Again, the trial court sustained defendant's demurrer without leave to amend on these causes of action prior to West, Wigod, Corvello, and Bushell. We consider these remaining causes of action in light of this recent authority.
The elements of promissory estoppel are (1) a clear and unambiguous promise by the promisor and (2) reasonable, foreseeable, and detrimental reliance by the promisee. (Laks v. Coast Fed. Sav. & Loan Assn. (1976) 60 Cal.App.3d 885, 890.) In Bushell, we found the allegation of a TPP contract, through which a permanent modification was to be offered if certain conditions were met, meets the element of a clear and unambiguous promise. (Bushell, supra, 220 Cal.App.4th at p. 930.) In addition, we found a plaintiff can allege damage in the form of detrimental reliance on a lender's promise to permanently modify his or her loan by repeatedly contacting the lender, preparing requested documents, discontinuing efforts to refinance with other institutions, and by losing a home and making it unlikely the plaintiff could purchase another one. (Ibid.) Therefore, plaintiff in the present case should be allowed to amend her complaint to state a cause of action for promissory estoppel.

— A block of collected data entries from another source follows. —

PR #281, opened 2017-09-06
Added docs folder to .gitattributes

core23:
We should remove all docs from the composer artifact.

### DIFF
--- a/project/.gitattributes.twig
+++ b/project/.gitattributes.twig
@@ -1,3 +1,4 @@
 .* export-ignore
 *.md export-ignore
 {{ tests_path }}/* export-ignore
+{{ docs_path }}/* export-ignore


greg0ire:
"git ignore" is a bit misleading :P

core23:
Ops 😊

Soullivaneuh:
Ignoring doc was already proposed loooong time ago by... myself. :wink: 

But this was refused. Please see: https://github.com/sonata-project/SonataAdminBundle/pull/3043

cc @rande

rande:
Documentation is almost important as code. So it should be kept in the composer artifact. If people does not have access to internet, they can still have access to the documentation.

greg0ire:
Documentation is probably not needed in production though.

rande:
@greg0ire this is not a valid argument, some classes are not required in production if the DI does not need them... but still they are in production. Documentation is not hurting anyone. Does not make you code bigger or unmaintainable. 

As a side note, sometime we get projets from production servers. We were more than happy when you get documentation too.

If you don't want files on production server you can also exclude `*.md` or `*.rst` while building your deployment artifact. Yes, composer should not be used in production.

greg0ire:
> Does not make you code bigger 

It makes the docker images a bit bigger, way bigger than the code itself if there are images

rande:
@greg0ire so the issue is not coming from composer, but from the way you build your docker image.

greg0ire:
Also, if every package does this, it means you get documentation even for things you don't really care about, like the dependencies of your dependencies. And personally, I never very rarely read docs from the vendors.

> the issue is not coming from composer, but from the way you build your docker image.

I'd really expect to be able to get a production ready version of my libs through Composer. People that need the txt version of the docs that badly have still an option: using `--prefer-source`.

> As a side note, sometime we get projets from production servers

:thinking: what ? :sweat_smile:

rande:
@greg0ire you don't code open source projects only for your needs (sorry!) and you cannot expect packages are production ready (what does that means btw ?).

We do something similar for cleaning up projects for production:

https://github.com/sonata-project/sandbox/blob/2.3/bin/qa_build_git.sh#L132-L146

You can add many rules you want to remove any files you don't want.

greg0ire:
> @greg0ire you don't code open source projects only for your needs (sorry!) and you cannot expect packages are production ready (what does that means btw ?).

I meant you don't have to filter anything out.

I understand your point of view, and I feel something is missing in the system like the possibility to download a docs archive for a given package. Not sure if it's an issue with Composer or with github.

rande:
@sonata-project/contributors however, I prefer to have a consensus on that point, so if every one want to remove the documentation, go for it. You might also want to remove test too.

Soullivaneuh:
> You might also want to remove test too.

It's already done AFAIK.

core23:
According to https://github.com/sonata-project/dev-kit/issues/314, we could remove the docs

PR #683, opened 2019-04-24
Returned files support changing the Content-Disposition header type

tomasherceg:
One of the customers asked us to support different `Content-Disposition` headers - he needs `inline` instead of `attachment` which was hard-coded.

### DIFF
--- a/src/DotVVM.Framework/Hosting/DotvvmRequestContextExtensions.cs
+++ b/src/DotVVM.Framework/Hosting/DotvvmRequestContextExtensions.cs
@@ -174,13 +174,13 @@ public static class DotvvmRequestContextExtensions
     /// <summary>
     /// Redirects the client to the specified file.
     /// </summary>
-    public static void ReturnFile(this IDotvvmRequestContext context, byte[] bytes, string fileName, string mimeType, IEnumerable<KeyValuePair<string, string>> additionalHeaders = null) =>
-        context.ReturnFile(new MemoryStream(bytes), fileName, mimeType, additionalHeaders);
+    public static void ReturnFile(this IDotvvmRequestContext context, byte[] bytes, string fileName, string mimeType, IEnumerable<KeyValuePair<string, string>> additionalHeaders = null, string attachmentDispositionType = null) =>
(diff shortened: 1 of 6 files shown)


src/DotVVM.Framework/Hosting/DotvvmRequestContextExtensions.cs
```diff
@@ -174,13 +174,13 @@ public static string TranslateVirtualPath(string virtualUrl, IHttpContext httpCo
     /// <summary>
     /// Redirects the client to the specified file.
     /// </summary>
-    public static void ReturnFile(this IDotvvmRequestContext context, byte[] bytes, string fileName, string mimeType, IEnumerable<KeyValuePair<string, string>> additionalHeaders = null) =>
-        context.ReturnFile(new MemoryStream(bytes), fileName, mimeType, additionalHeaders);
+    public static void ReturnFile(this IDotvvmRequestContext context, byte[] bytes, string fileName, string mimeType, IEnumerable<KeyValuePair<string, string>> additionalHeaders = null, string attachmentDispositionType = null) =>
```
exyi: This is chaging the binary API, so already compiled libraries will break on MethodNotFoundException. We had quite a lot of these errors recently, I guess it's the right time to stop doing so on minor releases. Could you please add the original overload so we don't have to worry about BP/BS/Contrib/Whatever compatibility. We can then remove it with the next not-so-minor release (maybe we could use a marker comment?).

I guess it will be better to make `"attachment"` the default, not `null`. It will be clearer.

tomasherceg: For this case, we can add another overload, but I think that we won't be able to avoid binary changes between minor versions in general. 
That's why we try to upgrade and publish all NuGet packages with every minor release, and I'd like to keep the convention that `DotVVM 2.2.something` should work with `DotVVM.BusinessPack 2.2.something`.

exyi: Of course it's not possible to avoid it in general. But adding that overload in this case will save us quite a lot of trouble with synchronizing the release of everything, so we can release basically immediately. We can remove it when we will make some unavoidable breaking change.

PR #686, opened 2019-04-25
Fixed persisted viewmodel in Chrome

### LINKED ISSUE #685: Chrome doesn't remember viewmodel after history change
When you leave the page by going back and then going forward, the viewmodel is reset to its initial state.

<details>
    <summary>Example (GIF)</summary>
    
</details>

This is because Chrome doesn't remember the value of the `<input type="hidden">` across history states. If we change the following in [BodyResourceLinks.cs](https://github.com/riganti/dotvvm/blob/dccddcf2bc8f2688af454e3831f3324801371e8d/src/DotVVM.Framework/Controls/Infrastructure/BodyResourceLinks.cs#L31-L36):

```diff
             // render the serialized viewmodel
             var serializedViewModel = ((DotvvmRequestContext) context).GetSerializedViewModel();
-            writer.AddAttribute("type", "hidden");
+            writer.AddAttribute("type", "text");
+            writer.AddAttribute("style", "display:none!important;");
             writer.AddAttribute("id", "__dot_viewmodel_root");
             writer.AddAttribute("value", serializedViewModel);
             writer.RenderSelfClosingTag("input");
```

then Chrome will remember the viewmodel:

<details>
    <summary>Example (GIF)</summary>
    
</details>

When I searched for this issue, I found an issue from 2010 with the same problem ([here](https://stackoverflow.com/questions/4025843/chrome-doesnt-cache-hidden-form-field-values-for-use-in-browser-history)) in WebForms. So I don't think this behavior won't change in Chrome if it didn't change in 9 years.

What would be the best solution here? Should we change the viewmodel input to an text-field and hide it (with maybe an setting in `DotvvmConfiguration` for compability)?

---

**Browser:** Google Chrome
**Version:** 73.0.3683.103 (Official Build) (64-bit)
**Dotvvm build commit:** https://github.com/riganti/dotvvm/commit/dccddcf2bc8f2688af454e3831f3324801371e8d
**Hosting:** ASP.Net Core

GerardSmit:
See #685 for more information. Maybe we should add an setting in `DotvvmConfiguration` to configure this behaviour incase someone uses an element selector that searches for `input[type=hidden]` in his code.

---

fixes #685

### DIFF
--- a/src/DotVVM.Framework/Controls/Infrastructure/BodyResourceLinks.cs
+++ b/src/DotVVM.Framework/Controls/Infrastructure/BodyResourceLinks.cs
@@ -30,7 +30,8 @@ namespace DotVVM.Framework.Controls
 
             // render the serialized viewmodel
             var serializedViewModel = ((DotvvmRequestContext) context).GetSerializedViewModel();
-            writer.AddAttribute("type", "hidden");
+            writer.AddAttribute("type", "text");
+            writer.AddAttribute("style", "display:none!important;");
             writer.AddAttribute("id", "__dot_viewmodel_root");
             writer.AddAttribute("value", serializedViewModel);
             writer.RenderSelfClosingTag("input");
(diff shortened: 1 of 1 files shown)


GerardSmit:
Actually, I just realized that `input[type=input]` can have issues with autocomplete. Maybe we should add the attribute `autocomplete=off` on the input just to be sure.

GerardSmit:
This solution will be re-written with the History API, see https://github.com/riganti/dotvvm/issues/685#issuecomment-486970843 for more information.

As to the cause of action for fraud, a promise made without any intention of performing it constitutes actual fraud. (Civ. Code, § 1572, subd. 4.) Again, plaintiff should be allowed to amend her complaint to allege a cause of action for fraud based on the TPP and any representations defendant made in connection with the TPP payments.
However, plaintiff's cause of action for an accounting does not implicate a TPP or defendant's failure to offer her a permanent modification plan. As the trial court noted, plaintiff alleged no facts to support a claim that defendant owes any amount, and the payments she made did not exceed her obligations under the deed of trust. Plaintiff offers no amendment to overcome this obstacle and the court correctly sustained the demurrer without leave to amend.
Nor does plaintiff propose an amendment to support her cause of action for intentional infliction of emotional distress. Plaintiff has failed to meet her burden of proving an amendment would set forth a viable cause of action for intentional infliction of emotional distress, and we affirm the trial court's order sustaining the demurrer as to this cause of action without leave to amend.
DISPOSITION
The judgment is affirmed as to the causes of action for an accounting and for intentional infliction of emotional distress. In all other respects, the judgment is reversed and the matter is remanded for further proceedings. Plaintiff shall recover costs incurred on appeal.
RAYE, P. J. We concur: NICHOLSON, J. ROBIE, J.